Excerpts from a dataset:
'''

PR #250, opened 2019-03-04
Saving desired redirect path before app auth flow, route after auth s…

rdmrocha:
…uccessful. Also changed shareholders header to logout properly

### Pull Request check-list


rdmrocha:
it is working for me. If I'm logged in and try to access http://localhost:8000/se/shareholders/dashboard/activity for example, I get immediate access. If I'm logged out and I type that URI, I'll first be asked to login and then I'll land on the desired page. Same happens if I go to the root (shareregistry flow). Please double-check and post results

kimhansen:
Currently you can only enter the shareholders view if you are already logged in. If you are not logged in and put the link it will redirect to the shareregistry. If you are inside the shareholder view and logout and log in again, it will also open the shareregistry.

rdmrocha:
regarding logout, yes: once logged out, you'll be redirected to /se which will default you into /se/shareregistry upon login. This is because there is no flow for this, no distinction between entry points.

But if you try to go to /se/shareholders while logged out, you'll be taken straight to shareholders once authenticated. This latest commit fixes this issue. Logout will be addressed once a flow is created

'''

■ YOUR ASSIGNMENT: The answer is to be the lines from the one holding "it is working" through the end of the data above, transcribed character for character, both ends included.

■ YOUR RESPONSE:
it is working for me. If I'm logged in and try to access http://localhost:8000/se/shareholders/dashboard/activity for example, I get immediate access. If I'm logged out and I type that URI, I'll first be asked to login and then I'll land on the desired page. Same happens if I go to the root (shareregistry flow). Please double-check and post results

kimhansen:
Currently you can only enter the shareholders view if you are already logged in. If you are not logged in and put the link it will redirect to the shareregistry. If you are inside the shareholder view and logout and log in again, it will also open the shareregistry.

rdmrocha:
regarding logout, yes: once logged out, you'll be redirected to /se which will default you into /se/shareregistry upon login. This is because there is no flow for this, no distinction between entry points.

But if you try to go to /se/shareholders while logged out, you'll be taken straight to shareholders once authenticated. This latest commit fixes this issue. Logout will be addressed once a flow is created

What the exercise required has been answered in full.